Fourth, they claim that the “scientific” conception of evolution “maintains that the process [of evolution] is unguided.” This is simply false. There is precisely zero science involved in the concept of evolution being unguided. If that is anything more than uncritical prejudice, it is a philosophical conclusion, not a scientific one, and almost certainly crippled by fallacious reasoning. The question of whether evolution is guided by a transcendent Creator is outside the competence and purview of science because it is impossible to control for natural processes that are guided by God and those that are not. Scientists don’t draw conclusions about God; they simply ignore the question of God in their work. This is understood as methodological naturalism. A strictly scientific theory is religiously neutral; God is neither included nor excluded. Here I will turn to Denis Alexander and let him explain why:
There is a tradition in modern science not to use “God” as an explanation in scientific discourse. This tradition was nurtured by the early founders of the Royal Society partly in an attempt to let the natural philosophers (as scientists were then called) get on with their job without becoming embroiled in the religious disputes of the time, but also in recognition that the universe is, in any case, all the work of a wise Creator—so using God as an explanation for bits of it didn’t really make much sense, given that God was in charge of all of it. [8]
Finally (and trivially), I cannot figure out what distinction they intended between (a) “theistic evolution and natural selection” on the one hand and (b) “theistic evolution and guided evolution” on the other. On my reading of it, they seem identical. On the one hand we have God guiding such evolutionary processes as mutations, and on the other hand we have God intervening to make certain genetic modifications. That sounds like the same thing to me.
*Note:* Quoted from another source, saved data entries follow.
PR #653, opened 2023-05-11
fix: use Git tokens and Git usernames correctly for the Test Sources

rangoo94:
## Changes

- Fix updating the token/username (use `SecretFormItem`, same as for tests, and adjust the payloads)
- Fix creating a test source with token/username (adjust the payloads)
- Fix displaying Test Source's Git URI (it was not refreshing)

## Fixes

- https://github.com/kubeshop/testkube/issues/3810

## How to test it

-

## screenshots

-

## Checklist

- [x] tested locally
- [ ] added new dependencies
- [ ] updated the docs
- [ ] added a test

### DIFF
--- a/src/components/pages/Sources/SourceDetails/SourceSettings/General/Authentication.tsx
+++ b/src/components/pages/Sources/SourceDetails/SourceSettings/General/Authentication.tsx
@@ -1,16 +1,13 @@
-import {useContext} from 'react';
+import {useContext, useEffect, useState} from 'react';
 
-import {Input as AntdInput, Form} from 'antd';
-
-import {EyeInvisibleOutlined, EyeOutlined} from '@ant-design/icons';
+import {Form} from 'antd';
 
 import {useAppSelector} from '@redux/hooks';
 import {selectCurrentSource, setCurrentSource} from '@redux/reducers/sourcesSlice';
 
-import {Input} from '@custom-antd';
+import {ConfigurationCard, notificationCall, SecretFormItem} from '@molecules';
 
-import {ConfigurationCard, notificationCall} from '@molecules';
-
+import {dummySecret} from '@utils/sources';
 import {displayDefaultNotificationFlow} from '@utils/notification';
 
 import {useUpdateSourceMutation} from '@services/sources';
@@ -18,6 +15,8 @@ import {useUpdateSourceMutation} from '@services/sources';
 import {Permissions, usePermission} from '@permissions/base';
 
 import {MainContext} from '@contexts';
+
+import {StyledSpace} from '../../SourceDetails.styled';
 
 type AuthenticationFormValues = {
   token: string;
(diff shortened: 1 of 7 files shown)


src/services/sources.ts
```diff
@@ -28,7 +27,7 @@ export const sourcesApi = createApi({
         body,
       }),
     }),
-    createSource: builder.mutation<MetadataResponse<{name: string; namespace?: string}>, SourceWithRepository>({
+    createSource: builder.mutation<CreateSourceResult, SourceWithRepository>({
```
Toxer10, line 30: I would prefer to use it like this:

1. Change `MetadataResponse` to:
```
export type MetadataResponse<Meta = {}, Spec = {}> = {
  metadata: Meta;
  spec?: Spec;
};
```

2. Use it as:
```
MetadataResponse<
  {
    name: string;
    namespace: string;
    uid: string;
    resourceVersion: string;
    generation: 1;
    creationTimestamp: string;
  },
  {repository: Repository}
>
```

haneabogdan (approved):

src/services/sources.ts
```diff
@@ -53,7 +52,7 @@ export const sourcesApi = createApi({
         method: 'DELETE',
       }),
     }),
-    updateSource: builder.mutation<void, SourceWithRepository>({
+    updateSource: builder.mutation<any, SourceWithRepository>({
```
Toxer10, line 55: [It](https://docs.testkube.io/openapi/#tag/test-sources/operation/updateTestSource) returns an updated `SourceWithRepository`, no? There was `void` because we did not use this updated `SourceWithRepository` after the request.

src/components/pages/Sources/SourceDetails/SourceSettings/General/Authentication.tsx
```diff
@@ -81,16 +96,22 @@ const Authentication: React.FC = () => {
...
+            setIsClearedValue={setIsClearedUsername}
+          />
+          <SecretFormItem
+            name="token"
+            label="Git token"
+            isClearedValue={isClearedToken}
+            setIsClearedValue={setIsClearedToken}
           />
-        </Form.Item>
+        </StyledSpace>
```
Toxer10, line 114: Use here `FullWidthSpace`?

Toxer10 (changes requested):

src/services/sources.ts
rangoo94: `MetadataResponse` should have only metadata, not the `spec`. It could be optionally used though like:
```
MetadataResponse<{
    name: string;
    namespace: string;
    uid: string;
    resourceVersion: string;
    generation: 1;
    creationTimestamp: string;
  }> & {spec: { repository: Repository }}
```

But I don't think that it makes sense, given that it's just wrapping in `meta`

src/services/sources.ts
rangoo94: It doesn't - it returns partial of `spec` and some changes. Didn't want to try to type it, because I'm not sure if it's expected for that.

Toxer10: OK, so we can't relay on docs all the time 👌

src/services/sources.ts
rangoo94: Actually, I see that the `spec` is already used anyway in `MetadataResponse`. Will use it then, although I think that `MetadataResponse` should be rethinked later, so it will be helpful 👍

Toxer10: Let's leave it for now then. I will create smth like `MetaSpecResponse` with 2 arguments for generic `Meta` and `Spec`. But I don't think it's a big problem to have `meta` and `spec` fields typed in `MetadataResponse` as those 2 fields are always come together.

Toxer10 (approved):

src/services/sources.ts
rangoo94: @Toxer10, basically, this `MetadataResponse` is `Definition` :) Because it's CRD's object definition. It doesn't have to have `metadata`, it might be custom, and same for spec.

Such were my thoughts on that article.
John M. Bauer
@JohnMBauer1
Approx. 1,000 words.
Footnotes:
[1] Rational Wiki, s.v. “Theistic evolution” (accessed September 30, 2019).
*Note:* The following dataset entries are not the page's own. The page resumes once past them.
PR #668, opened 2023-05-15
refactor: changed theme color and styling

Toxer10:
Now disabled button (1) looks better and consistant with `Form.Item`s, `CopyCommand` has more space for command (2) and custom `FormItem` now has more gereral styles.

For 1: image
For 2: 
Prev: 
image

Now:
image

### DIFF
--- a/src/components/atoms/Pre/Pre.styled.tsx
+++ b/src/components/atoms/Pre/Pre.styled.tsx
@@ -1,7 +1,7 @@
 import styled from 'styled-components';
 
 export const StyledPre = styled.pre`
-  padding: 12px 40px 12px 12px;
+  padding: 12px 0 12px 12px;
   margin-bottom: 0;
   border-radius: 4px;
 
--- a/src/components/custom-antd/Form/Form.styled.tsx
+++ b/src/components/custom-antd/Form/Form.styled.tsx
@@ -1,8 +1,18 @@
+import {Form} from 'antd';
+
 import styled from 'styled-components';
 
 import Fonts from '@styles/Fonts';
 
+const {Item: AntdFormItem} = Form;
+
 export const StyledFormItemLabel = styled.label`
   font-family: ${Fonts.nunito};
   font-weight: 300;
+`;
+
+export const StyledFormItem = styled(AntdFormItem)`
+  flex: 1;
+
+  margin-bottom: 0;
 `;
--- a/src/antd-theme/my-antd-theme.less
+++ b/src/antd-theme/my-antd-theme.less
@@ -15,8 +15,8 @@
 @btn-default-color: #cbd5e1;
 @btn-default-border: transparent;
 @btn-disable-color: #64748b;
-@btn-disable-bg: #334155;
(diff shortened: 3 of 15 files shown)


src/components/atoms/Pre/Pre.styled.tsx
```diff
@@ -1,7 +1,7 @@
 import styled from 'styled-components';
 
 export const StyledPre = styled.pre`
-  padding: 12px 40px 12px 12px;
+  padding: 12px 0 12px 12px;
```
rangoo94, line 4: Wouldn't be better to keep the `padding` both on `left` and `right` side?

```suggestion
  padding: 12px;
```

src/components/custom-antd/Form/Form.styled.tsx
```diff
@@ -1,8 +1,18 @@
...
+const {Item: AntdFormItem} = Form;
+
 export const StyledFormItemLabel = styled.label`
   font-family: ${Fonts.nunito};
   font-weight: 300;
 `;
+
+export const StyledFormItem = styled(AntdFormItem)`
+  flex: 1;
+
```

[2] The BioLogos Foundation (web site; Wikipedia article); Francis Collins (NIH bio; Wikipedia article).
[3] American Scientific Affiliation (web site; Wikipedia article); Perspectives on Science and Christian Faith (online archive; Wikipedia article).
[4] Faraday Institute for Science and Religion (web site; Wikipedia article). Denis R. Alexander, Creation or Evolution: Do We Have to Choose?, rev. ed. (Oxford, UK: Monarch Books, 2014). [Amazon] The first edition was published in 2008.
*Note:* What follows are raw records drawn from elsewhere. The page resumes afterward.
PR #685, opened 2023-05-17
Move error reports into the area where they were triggered

pavloburchak:
This PR...

## Changes
https://github.com/kubeshop/testkube/issues/2708
- moved error notifications triggered in forms such as creation and settings
- refactored Configuration card, adding ability for future refactor https://github.com/kubeshop/testkube/issues/3787

## Fixes

-

## How to test it
- create test/suite/executor etc
- try to make some error so notification appear
- edit some settings cards across the dashboard

## screenshots

-

## Checklist

- [ ] tested locally
- [ ] added new dependencies
- [ ] updated the docs
- [ ] added a test

### DIFF
--- a/src/components/molecules/ConfigurationCard/ConfigurationCard.tsx
+++ b/src/components/molecules/ConfigurationCard/ConfigurationCard.tsx
@@ -1,11 +1,14 @@
-import React, {ReactElement} from 'react';
+import React, {ReactElement, useState} from 'react';
 
 import {Form} from 'antd';
+
+import {ErrorNotificationConfig} from '@models/notifications';
 
 import {Button, Text} from '@custom-antd';
 
 import Colors from '@styles/Colors';
 
+import {NotificationContent} from '../Notification';
 import {
   StyledChildren,
   StyledContainer,
@@ -13,6 +16,7 @@ import {
   StyledFooterButtonsContainer,
   StyledFooterText,
   StyledHeader,
+  StyledNotificationContainer,
 } from './ConfigurationCard.styled';
 
 type ConfigurationCardProps = {
@@ -20,7 +24,7 @@ type ConfigurationCardProps = {
   description: string | ReactElement;
   isWarning?: boolean;
   footerText?: React.ReactNode;
-  onConfirm?: () => void;
+  onConfirm?: () => Promise<ErrorNotificationConfig | null> | void;
   confirmButtonText?: string;
   onCancel?: () => void;
   isButtonsDisabled?: boolean;
@@ -45,6 +49,7 @@ const ConfigurationCard: React.FC<ConfigurationCardProps> = props => {
     isEditable = true,
     enabled = true,
   } = props;
+  const [error, setError] = useState<ErrorNotificationConfig | null>(null);
 
   return (
     <StyledContainer isWarning={isWarning}>
@@ -56,7 +61,16 @@ const ConfigurationCard: React.FC<ConfigurationCardProps> = props => {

[5] Darrel R. Falk, Coming to Peace with Science: Bridging the Worlds Between Faith and Biology (Downers Grove, IL: IVP Academic, 2004) [Amazon]; Nancy Morvillo, Science and Religion: Understanding the Issues (Malden, MA: Wiley-Blackwell, 2010) [Amazon].
[6] Denis O. Lamoureux, “Evolutionary Creation: Moving Beyond the Evolution Versus Creation Debate,” Christian Higher Education 9, no. 1 (2010): 28–48. Quote is taken from p. 29.
[7] Howard J. Van Till, "The Fully Gifted Creation," in J. P. Moreland and John Mark Reynolds, eds., Three Views on Creation and Evolution (Grand Rapids, MI: Zondervan, 1999), 172.
[8] Denis R. Alexander, Creation or Evolution: Do We Have to Choose? (Oxford, UK: Monarch, 2008), 183–184.